Lesson 2: Number of success metrics


False positive rate

Recall Spotify's multi-metric decision rule:

Ship if, and only if, at least one success metric has significantly improved, and the treatment is significantly non-inferior to control in all guardrail metrics.

Each additional success metric in the experiment gives an additional chance of reaching the conclusion to ship the treatment. If each success metric is tested with a significance level of 5%, the probability of having at least one false positive increases with the number of success metrics.

To counter this, we adjust the significance level for each success metric test to keep the chance of at least one false positive at 5% or smaller. The simplest way to do this is the Bonferroni correction, where alpha is adjusted by dividing it by the number of success metrics.
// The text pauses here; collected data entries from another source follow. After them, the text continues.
PR #190, opened 2026-08-12
bench: add RTX 4060 8 GB inference speed results

FLagbusted:
nothing else it it, Adds RTX 4060 8 GB inference speed benchmark results only.


riita10069 (approved):

riita10069:
@FLagbusted Thanks

PR #193, opened 2026-08-12
Feed reasoning confidence into the planner coupling

### LINKED ISSUE #110: [Feature]: Make reasoning-band confidence supervised and consumed by the planner (completes #103 safety loop)

ShauryaVM:
Follow-up to #110 / the #103 safety loop.

The reasoning band already emits confidence (and we supervise it with Brier), but the planner coupling ignored it. This scales the zero-init residual by pooled confidence so low confidence means weaker reasoning modulation — i.e. stay closer to the reactive baseline. At init `alpha` is still 0, so any confidence value remains a no-op until the gate opens.

Also wires confidence through `ReactiveE2E` → Bezier / FlowMatching, and adds a small ECE helper for eval.

### How I tested
- `pytest Model/tests/test_reasoning_coupling.py`

Closes #110


riita10069:
Thank you for your contribution.
I would like to know the A/B test results.
I'm not sure if this change is worth merging.

riita10069:
Under the contribution standard proposed in #198, I consider this PR AI slop in its current form. It changes learned model behavior but provides no training comparison, ADE/FDE results, or analysis of model performance. This is not ready for review; please provide the required real-world validation before resubmitting.

ShauryaVM:
A/B numbers for the confidence→planner change.

Trained two mock Combined-style models for 12 steps on the same batch (CPU): **scaled** (this PR) vs **unscaled** (confidence forced to 1, i.e. pre-#110). JSON: `Model/evaluation/results/confidence_coupling_ab.json`.

| Arm | ADE@3s | FDE@3s | loss 0→12 |
|--|--|--|--|
| scaled (this PR) | 2.3927 | 5.2045 | 4.032 → 0.978 |
| unscaled (conf=1) | 2.3928 | 5.2050 | 4.032 → 0.978 |
| Δ (scaled − unscaled) | **−0.00012 m** | | |

Forcing conf=0 vs conf=1 on the scaled model after those steps also moves ADE by ~0. That is the containment property: `alpha` is still ~0, so the planner is byte-identical until the gate actually learns. Once the gate is open, the existing unit test shows low confidence shrinks the residual (high-conf displacement > low-conf).

I am not claiming a KITScenes ADE win. The A/B says this change does **not** regress open-loop ADE while the coupling is still a no-op, which is the bar for landing the safety-loop wiring.

PR #200, opened 2026-08-19
fix(model): vectorize egomotion normalization and stop mutating the caller

ChristophBank:
## The bugs

`normalize_egomotion` scaled speed and acceleration by editing the caller's tensor **in place**, in a Python loop over every batch element and timestep.

**Correctness.** The tensor belongs to the DataLoader batch, not to `forward`. Because the scaling isn't idempotent, a second forward pass over the same batch divides speed by 33 again. `Platform/pipelines/overlay_precompute.py`'s multi-seed loop reuses one batch across seeds and hits this exactly: every seed after the first reads an already corrupted speed value.

**Speed.** 1,024 serialized scalar index ops per forward at batch 8. A Python loop is doing what should be one tensor op.

auto_e2e_ego_normalization_mutation_bug

## The fix

Return a new tensor instead of mutating the input, and replace the per-element loop with one broadcast multiply. Output values are numerically identical to the loop (verified in the added test), only *how* the scaling happens changes.

## Where the benchmark numbers come from

I measured on my RTX 5080: `torch.cuda.Event` timing, 20 warmup iterations + 200 timed calls per point, at batch sizes 1/8/32. The loop scales with batch size, the vectorized version doesn't:

pr_egomotion_loop_vs_vectorized

## Testing

`Model/tests/test_egomotion_normalization.py` covers: the input is not mutated, calling it twice on the same *output* is expected to differ (confirming it's the aliasing that was the bug, not the scaling itself), which columns get scaled, batch-size coverage, dtype/device preservation, gradient flow, and the width guard.


ChristophBank:
Closing to redo — commits weren't signed and need to be. Will reopen once that's fixed.

Issue #115, opened 2020-09-14
.so files should not be in /usr/share


jpellegrini:
The FHS determines that shared objects should be in `$(prefix)/lib`, and not `$(prefix)/share`; and the Debian packaging system enforces that, so it would be necessary to move `srfi-175-impl.so` to `$(prefix)/lib`. I have tried, but I was once again eluded by autotools! I can't see how it's supposed to be done.

I thought of using something like `$(prefix)/lib/stklos/$(STKLOS_VERSION)`, and configuring STklos to look for C libraries there. But I can't get `lib/Makefile.am` to install the `.so` file in a different directory.

**EDIT:** I think I got it right. Please take a look at PR #117 .

jpellegrini:
This doesn't really fix it, although I managed to `(require "srfi-175")`. It doesn't seem to pass the tests. @egallesio how do we make STklos look for libraries in `$PREFIX/lib/stklos/1.50`?

egallesio:
Your PR #117 effectively corrects this point. 
Since it has been merge, I close this issue.
Thanks.

PR #117, opened 2020-09-14
Install .so files in lib/

jpellegrini:
I am not sure if this is correct, but it seems to work!
This addresses bug #115 which has been brought up when packaging for Debian.


jpellegrini:
This doesn't really fix it, although I managed to `(require "srfi-175")`. It doesn't seem to pass the tests. @egallesio how do we make STklos look for libraries in `$PREFIX/lib/stklos/1.50`?

jpellegrini:
Hm, it only doesn't work when compiling the Debian package. I'll investigate

PR #120, opened 2020-09-16
Add manpage to stklos-script

jpellegrini:
(Debian packages want manpages for all executables)


egallesio:
Thanks for this page. Merged!

PR #121, opened 2020-09-16
Change encoding to UTF-8

jpellegrini:
One more issue detected by the Debian packaging tools... Two files use ISO-8859-1 instead of UTF-8. This PR converts them to UTF-8.


egallesio:
Thanks. It is merged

Probability of at least one false positive

0.05
8
Probability that at least 1 metric is significant: 0.337

As we can see, the Bonferroni correction effectively bounds the false positive rate to be alpha% or smaller, regardless of the number of success metrics.


True positive rate

The power of the decision rule is also affected by the number of success metrics. However, instead of reducing the true positive rate, it increases it.

If each success metric is powered with 80% power, the probability of having at least one success metric with a true positive rate of 80% or larger increases with the number of success metrics. This means no adjustment to the power setting per success metric is needed to obtain the overall power for the decision rule that is at least as high as the desired level of power.



Notes for nerds

  1. False positive rate:

    • For the false positive rate, independent metrics represent the worst-case scenario. Each metric creates a completely new chance for a false positive, necessitating alpha adjustment.
  2. True positive rate:

    • For the true positive rate, the worst-case scenario is that the metrics are perfectly dependent. In this case, only one chance exists for a true positive.

If we knew the correlation structure between metrics or made assumptions about it, we could reduce the conservativeness of the alpha adjustment and decrease the power per success metric. However, such methods add complexity in understanding and interpretation.